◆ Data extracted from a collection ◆
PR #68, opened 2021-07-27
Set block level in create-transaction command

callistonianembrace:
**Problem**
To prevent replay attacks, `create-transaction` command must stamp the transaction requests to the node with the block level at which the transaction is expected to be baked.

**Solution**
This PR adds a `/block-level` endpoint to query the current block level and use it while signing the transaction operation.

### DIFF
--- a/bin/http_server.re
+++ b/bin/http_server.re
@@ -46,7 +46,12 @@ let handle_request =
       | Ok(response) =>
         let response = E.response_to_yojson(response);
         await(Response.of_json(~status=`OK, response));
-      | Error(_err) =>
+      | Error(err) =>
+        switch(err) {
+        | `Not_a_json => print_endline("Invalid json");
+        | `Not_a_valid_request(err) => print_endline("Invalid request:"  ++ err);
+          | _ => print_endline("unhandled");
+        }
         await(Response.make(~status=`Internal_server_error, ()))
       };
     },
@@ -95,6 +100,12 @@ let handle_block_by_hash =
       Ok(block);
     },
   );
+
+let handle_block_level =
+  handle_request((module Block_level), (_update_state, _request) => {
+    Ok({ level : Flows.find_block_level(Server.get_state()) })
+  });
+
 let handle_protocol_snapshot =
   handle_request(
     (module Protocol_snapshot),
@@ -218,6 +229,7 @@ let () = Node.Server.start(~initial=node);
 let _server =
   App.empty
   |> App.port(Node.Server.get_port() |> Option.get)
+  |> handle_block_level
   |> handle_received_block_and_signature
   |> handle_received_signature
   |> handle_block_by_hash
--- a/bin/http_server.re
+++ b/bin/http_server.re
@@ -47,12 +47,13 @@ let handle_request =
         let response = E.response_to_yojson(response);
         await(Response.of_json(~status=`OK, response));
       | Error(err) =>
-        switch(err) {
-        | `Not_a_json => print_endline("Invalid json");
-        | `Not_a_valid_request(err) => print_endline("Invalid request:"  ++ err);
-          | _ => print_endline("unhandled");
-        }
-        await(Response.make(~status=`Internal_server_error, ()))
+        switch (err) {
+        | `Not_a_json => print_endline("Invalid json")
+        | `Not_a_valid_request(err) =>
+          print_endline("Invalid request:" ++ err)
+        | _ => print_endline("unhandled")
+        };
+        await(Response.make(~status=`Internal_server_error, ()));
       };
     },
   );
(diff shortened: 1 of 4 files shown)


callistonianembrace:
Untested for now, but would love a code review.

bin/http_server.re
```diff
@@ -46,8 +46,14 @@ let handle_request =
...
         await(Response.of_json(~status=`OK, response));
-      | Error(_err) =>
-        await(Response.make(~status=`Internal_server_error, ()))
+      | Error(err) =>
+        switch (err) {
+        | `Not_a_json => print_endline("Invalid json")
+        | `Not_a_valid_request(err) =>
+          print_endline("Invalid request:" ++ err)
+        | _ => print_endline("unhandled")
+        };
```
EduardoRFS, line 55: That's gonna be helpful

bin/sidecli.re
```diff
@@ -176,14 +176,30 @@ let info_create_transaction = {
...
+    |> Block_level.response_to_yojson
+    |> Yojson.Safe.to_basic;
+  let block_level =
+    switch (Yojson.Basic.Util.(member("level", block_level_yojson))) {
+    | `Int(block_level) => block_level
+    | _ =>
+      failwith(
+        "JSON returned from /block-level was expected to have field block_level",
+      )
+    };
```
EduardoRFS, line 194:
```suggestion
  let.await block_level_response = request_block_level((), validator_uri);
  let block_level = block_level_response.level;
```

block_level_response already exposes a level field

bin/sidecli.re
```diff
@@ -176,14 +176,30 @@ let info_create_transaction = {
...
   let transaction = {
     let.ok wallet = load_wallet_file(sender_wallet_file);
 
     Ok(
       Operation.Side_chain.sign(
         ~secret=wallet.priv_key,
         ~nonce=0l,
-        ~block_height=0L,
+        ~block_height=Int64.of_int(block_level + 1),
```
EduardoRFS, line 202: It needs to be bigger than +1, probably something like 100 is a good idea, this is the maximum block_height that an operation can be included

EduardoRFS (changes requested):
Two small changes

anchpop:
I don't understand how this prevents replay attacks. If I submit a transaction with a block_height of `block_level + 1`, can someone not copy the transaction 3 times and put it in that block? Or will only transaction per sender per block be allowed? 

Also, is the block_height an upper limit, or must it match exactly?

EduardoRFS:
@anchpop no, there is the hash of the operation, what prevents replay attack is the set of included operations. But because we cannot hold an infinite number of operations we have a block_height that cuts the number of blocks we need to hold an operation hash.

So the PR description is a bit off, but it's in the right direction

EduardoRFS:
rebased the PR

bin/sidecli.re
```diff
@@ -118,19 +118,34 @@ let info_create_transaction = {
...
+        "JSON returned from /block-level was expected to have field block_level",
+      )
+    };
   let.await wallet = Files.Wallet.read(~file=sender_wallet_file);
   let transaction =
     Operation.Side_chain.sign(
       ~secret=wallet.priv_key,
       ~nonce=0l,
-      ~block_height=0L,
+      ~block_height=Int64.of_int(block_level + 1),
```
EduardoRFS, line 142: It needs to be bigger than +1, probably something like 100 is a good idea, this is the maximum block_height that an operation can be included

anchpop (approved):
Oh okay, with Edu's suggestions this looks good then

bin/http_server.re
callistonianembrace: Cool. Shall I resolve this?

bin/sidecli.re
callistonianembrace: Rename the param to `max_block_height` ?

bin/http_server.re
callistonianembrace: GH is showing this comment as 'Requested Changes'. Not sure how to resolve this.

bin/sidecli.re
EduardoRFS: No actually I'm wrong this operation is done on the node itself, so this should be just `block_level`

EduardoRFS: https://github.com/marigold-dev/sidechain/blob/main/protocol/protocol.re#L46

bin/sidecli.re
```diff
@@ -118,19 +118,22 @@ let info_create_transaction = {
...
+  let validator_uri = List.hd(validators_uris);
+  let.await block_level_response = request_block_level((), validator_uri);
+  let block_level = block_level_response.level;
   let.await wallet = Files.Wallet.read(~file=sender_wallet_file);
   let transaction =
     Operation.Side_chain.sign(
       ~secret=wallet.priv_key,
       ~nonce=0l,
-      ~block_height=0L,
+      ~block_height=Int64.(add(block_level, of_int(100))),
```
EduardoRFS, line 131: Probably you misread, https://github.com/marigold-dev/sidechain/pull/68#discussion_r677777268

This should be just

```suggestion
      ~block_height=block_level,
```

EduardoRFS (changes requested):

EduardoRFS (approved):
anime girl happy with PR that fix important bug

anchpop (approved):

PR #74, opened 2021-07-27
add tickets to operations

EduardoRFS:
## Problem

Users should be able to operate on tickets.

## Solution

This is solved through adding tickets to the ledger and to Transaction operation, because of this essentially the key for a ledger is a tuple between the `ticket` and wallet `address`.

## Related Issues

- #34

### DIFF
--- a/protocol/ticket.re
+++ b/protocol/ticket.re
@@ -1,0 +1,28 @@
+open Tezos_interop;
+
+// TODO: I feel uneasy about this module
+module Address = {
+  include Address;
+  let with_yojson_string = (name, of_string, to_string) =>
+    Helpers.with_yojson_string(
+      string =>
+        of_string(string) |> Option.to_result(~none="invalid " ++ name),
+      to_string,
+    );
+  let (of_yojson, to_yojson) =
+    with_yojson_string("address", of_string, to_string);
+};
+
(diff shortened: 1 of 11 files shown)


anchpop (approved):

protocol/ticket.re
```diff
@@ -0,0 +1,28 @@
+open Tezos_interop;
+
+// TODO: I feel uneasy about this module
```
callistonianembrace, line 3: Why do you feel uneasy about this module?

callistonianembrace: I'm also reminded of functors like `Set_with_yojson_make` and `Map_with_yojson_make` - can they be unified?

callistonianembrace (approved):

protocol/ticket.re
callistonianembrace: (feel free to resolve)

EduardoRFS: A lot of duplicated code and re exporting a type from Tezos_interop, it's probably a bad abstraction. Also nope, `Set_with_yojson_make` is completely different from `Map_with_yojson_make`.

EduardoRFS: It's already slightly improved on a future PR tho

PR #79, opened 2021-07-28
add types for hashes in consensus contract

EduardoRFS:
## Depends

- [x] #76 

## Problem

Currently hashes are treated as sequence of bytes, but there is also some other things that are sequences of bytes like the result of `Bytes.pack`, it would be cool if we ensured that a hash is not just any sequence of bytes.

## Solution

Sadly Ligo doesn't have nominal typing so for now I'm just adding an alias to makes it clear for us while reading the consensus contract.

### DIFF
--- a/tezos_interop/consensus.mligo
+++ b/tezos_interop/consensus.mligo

...

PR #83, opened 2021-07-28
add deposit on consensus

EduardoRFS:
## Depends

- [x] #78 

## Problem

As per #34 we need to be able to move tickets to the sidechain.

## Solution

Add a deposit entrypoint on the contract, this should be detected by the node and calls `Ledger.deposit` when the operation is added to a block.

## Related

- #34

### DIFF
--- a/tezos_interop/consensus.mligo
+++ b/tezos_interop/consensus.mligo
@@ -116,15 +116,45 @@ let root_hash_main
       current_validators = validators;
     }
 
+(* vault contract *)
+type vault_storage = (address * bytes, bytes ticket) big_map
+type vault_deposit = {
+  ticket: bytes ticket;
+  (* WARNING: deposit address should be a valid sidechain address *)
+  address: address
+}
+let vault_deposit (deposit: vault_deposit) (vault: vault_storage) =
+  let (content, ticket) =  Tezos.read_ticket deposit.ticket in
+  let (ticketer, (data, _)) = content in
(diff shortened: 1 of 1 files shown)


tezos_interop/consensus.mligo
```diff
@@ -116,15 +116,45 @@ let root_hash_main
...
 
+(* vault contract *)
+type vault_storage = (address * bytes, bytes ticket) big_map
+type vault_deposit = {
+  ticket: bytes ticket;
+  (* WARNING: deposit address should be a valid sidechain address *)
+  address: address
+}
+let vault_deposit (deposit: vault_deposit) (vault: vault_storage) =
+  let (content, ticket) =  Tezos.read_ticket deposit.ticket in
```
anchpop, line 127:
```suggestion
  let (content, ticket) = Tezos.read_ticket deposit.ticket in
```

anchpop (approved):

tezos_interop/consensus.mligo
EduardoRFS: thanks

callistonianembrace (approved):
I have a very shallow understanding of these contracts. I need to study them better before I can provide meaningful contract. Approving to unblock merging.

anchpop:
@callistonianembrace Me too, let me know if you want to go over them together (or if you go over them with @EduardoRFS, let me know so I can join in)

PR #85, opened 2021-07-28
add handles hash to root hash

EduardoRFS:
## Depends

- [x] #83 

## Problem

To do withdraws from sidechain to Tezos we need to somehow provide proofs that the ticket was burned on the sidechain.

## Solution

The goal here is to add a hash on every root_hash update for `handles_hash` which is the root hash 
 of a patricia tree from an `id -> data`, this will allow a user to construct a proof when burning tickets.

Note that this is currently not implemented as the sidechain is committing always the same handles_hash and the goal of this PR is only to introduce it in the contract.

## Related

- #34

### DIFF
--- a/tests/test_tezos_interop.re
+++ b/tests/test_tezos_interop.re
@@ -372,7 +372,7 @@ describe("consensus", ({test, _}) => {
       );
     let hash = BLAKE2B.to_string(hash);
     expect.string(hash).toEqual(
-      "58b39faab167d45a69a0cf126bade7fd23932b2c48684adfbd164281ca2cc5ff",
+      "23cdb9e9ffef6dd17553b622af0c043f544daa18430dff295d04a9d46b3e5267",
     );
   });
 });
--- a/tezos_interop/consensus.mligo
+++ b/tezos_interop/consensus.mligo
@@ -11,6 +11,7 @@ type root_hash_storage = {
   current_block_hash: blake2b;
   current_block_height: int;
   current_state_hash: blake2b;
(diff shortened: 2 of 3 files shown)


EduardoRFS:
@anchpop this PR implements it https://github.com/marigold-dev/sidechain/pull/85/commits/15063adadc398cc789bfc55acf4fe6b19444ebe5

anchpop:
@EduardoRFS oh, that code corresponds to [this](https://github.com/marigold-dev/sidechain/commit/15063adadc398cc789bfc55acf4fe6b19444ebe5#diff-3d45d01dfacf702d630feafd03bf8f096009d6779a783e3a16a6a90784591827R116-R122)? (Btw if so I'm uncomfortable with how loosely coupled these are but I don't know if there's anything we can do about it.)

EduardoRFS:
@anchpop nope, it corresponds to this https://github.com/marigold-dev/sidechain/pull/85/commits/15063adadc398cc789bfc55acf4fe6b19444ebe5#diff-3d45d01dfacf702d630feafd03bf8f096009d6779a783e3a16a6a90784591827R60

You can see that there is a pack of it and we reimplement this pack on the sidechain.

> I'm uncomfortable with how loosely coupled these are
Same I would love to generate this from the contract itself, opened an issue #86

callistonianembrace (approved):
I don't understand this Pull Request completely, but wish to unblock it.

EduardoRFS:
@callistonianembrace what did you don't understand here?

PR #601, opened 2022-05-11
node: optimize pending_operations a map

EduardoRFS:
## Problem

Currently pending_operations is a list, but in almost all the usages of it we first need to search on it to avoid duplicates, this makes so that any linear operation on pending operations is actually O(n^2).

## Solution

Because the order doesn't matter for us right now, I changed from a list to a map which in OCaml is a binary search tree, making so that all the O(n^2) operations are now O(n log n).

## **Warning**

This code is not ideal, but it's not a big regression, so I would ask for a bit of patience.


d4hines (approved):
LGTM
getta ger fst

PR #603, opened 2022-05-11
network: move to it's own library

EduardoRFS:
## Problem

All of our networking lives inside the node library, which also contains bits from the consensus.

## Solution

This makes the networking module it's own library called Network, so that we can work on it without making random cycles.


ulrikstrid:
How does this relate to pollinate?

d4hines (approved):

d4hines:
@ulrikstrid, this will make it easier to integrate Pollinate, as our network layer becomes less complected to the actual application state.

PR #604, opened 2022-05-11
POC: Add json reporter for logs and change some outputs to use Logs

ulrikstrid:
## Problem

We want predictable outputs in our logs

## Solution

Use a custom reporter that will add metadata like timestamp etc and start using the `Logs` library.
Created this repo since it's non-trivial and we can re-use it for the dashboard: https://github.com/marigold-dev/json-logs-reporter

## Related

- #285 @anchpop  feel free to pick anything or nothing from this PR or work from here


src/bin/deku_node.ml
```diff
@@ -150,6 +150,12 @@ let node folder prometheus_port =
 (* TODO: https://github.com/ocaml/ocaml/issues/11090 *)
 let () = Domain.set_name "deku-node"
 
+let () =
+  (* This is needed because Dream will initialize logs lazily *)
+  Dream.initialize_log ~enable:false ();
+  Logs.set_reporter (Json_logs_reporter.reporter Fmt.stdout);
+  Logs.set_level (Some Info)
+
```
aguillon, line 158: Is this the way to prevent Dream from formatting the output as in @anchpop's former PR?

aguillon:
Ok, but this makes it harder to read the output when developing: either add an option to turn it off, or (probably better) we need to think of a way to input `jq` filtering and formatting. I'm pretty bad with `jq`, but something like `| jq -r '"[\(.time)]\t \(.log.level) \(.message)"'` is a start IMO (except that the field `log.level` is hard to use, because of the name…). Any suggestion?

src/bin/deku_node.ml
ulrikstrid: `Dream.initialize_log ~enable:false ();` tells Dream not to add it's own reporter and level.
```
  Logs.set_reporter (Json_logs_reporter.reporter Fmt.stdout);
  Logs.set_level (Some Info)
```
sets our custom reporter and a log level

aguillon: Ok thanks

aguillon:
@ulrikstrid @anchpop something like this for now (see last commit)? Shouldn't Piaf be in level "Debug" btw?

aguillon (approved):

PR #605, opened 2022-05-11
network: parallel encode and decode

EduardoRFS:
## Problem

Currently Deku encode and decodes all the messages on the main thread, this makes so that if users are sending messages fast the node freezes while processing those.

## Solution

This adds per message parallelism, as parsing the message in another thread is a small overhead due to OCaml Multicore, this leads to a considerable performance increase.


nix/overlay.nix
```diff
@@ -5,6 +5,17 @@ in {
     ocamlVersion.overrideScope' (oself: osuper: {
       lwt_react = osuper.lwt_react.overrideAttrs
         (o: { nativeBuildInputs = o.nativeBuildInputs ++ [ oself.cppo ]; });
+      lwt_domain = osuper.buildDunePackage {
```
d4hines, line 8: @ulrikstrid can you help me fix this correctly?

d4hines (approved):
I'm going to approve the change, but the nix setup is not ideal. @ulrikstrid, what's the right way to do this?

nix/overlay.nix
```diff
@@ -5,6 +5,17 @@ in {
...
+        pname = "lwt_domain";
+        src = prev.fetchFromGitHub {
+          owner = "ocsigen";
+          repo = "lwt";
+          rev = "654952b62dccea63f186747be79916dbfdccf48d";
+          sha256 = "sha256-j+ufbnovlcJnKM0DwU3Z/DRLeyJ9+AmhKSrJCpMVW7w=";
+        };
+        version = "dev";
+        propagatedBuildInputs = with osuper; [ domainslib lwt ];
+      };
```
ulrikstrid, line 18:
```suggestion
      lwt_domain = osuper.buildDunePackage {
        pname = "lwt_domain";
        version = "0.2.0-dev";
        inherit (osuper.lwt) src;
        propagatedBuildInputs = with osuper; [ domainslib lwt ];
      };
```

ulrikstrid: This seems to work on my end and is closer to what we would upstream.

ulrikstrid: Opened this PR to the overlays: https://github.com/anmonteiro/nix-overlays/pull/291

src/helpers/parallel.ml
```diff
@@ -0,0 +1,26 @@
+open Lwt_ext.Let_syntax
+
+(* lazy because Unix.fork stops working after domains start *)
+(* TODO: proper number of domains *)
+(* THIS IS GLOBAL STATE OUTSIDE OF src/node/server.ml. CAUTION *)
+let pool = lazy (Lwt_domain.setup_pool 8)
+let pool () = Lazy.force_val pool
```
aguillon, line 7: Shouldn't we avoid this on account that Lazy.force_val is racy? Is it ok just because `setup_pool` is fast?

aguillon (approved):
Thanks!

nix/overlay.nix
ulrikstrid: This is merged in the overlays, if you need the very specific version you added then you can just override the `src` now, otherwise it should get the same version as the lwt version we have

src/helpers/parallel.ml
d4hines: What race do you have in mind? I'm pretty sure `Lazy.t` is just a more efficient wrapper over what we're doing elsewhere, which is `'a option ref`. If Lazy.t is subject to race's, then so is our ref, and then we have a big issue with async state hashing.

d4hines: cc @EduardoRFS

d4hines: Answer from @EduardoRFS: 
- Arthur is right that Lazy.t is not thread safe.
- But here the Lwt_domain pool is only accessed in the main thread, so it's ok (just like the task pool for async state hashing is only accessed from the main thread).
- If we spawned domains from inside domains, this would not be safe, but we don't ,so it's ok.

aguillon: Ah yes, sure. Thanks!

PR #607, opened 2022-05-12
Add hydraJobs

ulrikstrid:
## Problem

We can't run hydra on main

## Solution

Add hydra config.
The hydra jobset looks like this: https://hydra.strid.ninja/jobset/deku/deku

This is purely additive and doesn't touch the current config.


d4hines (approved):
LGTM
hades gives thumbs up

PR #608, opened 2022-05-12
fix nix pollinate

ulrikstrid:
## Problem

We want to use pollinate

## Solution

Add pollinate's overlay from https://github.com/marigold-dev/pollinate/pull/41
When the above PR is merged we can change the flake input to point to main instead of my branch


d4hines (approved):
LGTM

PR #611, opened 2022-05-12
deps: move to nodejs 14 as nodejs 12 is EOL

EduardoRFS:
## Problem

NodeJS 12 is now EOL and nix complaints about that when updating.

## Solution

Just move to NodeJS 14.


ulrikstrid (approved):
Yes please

---

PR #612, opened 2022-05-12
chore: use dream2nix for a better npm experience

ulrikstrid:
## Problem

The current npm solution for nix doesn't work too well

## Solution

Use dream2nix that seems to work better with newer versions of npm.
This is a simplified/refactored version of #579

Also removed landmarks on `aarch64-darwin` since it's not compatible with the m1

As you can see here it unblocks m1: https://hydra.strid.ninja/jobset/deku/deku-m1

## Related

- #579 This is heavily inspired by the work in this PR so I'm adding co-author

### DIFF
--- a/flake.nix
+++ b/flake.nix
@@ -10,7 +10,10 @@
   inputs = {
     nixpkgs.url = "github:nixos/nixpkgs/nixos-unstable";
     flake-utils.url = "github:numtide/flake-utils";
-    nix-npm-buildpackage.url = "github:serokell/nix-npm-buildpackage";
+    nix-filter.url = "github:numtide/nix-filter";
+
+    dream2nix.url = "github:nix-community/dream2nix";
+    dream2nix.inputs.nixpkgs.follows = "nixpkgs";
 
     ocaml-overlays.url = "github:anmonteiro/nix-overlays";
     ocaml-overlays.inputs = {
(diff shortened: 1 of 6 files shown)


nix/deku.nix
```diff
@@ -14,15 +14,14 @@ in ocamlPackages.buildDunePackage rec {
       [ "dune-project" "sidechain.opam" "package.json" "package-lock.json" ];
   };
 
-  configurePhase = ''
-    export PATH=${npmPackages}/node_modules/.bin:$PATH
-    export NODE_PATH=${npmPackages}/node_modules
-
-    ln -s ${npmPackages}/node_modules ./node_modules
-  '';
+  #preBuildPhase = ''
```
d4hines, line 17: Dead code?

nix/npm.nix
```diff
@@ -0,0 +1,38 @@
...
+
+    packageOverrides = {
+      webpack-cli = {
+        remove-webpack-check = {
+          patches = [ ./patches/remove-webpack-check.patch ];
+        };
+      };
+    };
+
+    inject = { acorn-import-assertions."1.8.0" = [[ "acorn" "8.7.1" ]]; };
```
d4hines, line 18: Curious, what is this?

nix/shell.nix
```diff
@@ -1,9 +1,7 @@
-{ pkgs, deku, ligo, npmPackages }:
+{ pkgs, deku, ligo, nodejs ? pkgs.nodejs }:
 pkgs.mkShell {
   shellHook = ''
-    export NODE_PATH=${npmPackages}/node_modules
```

◆ Exercise details ◆
On how many lines above does the word "unhandled" appear? Answer with that figure only.

◆ Final answer ◆
4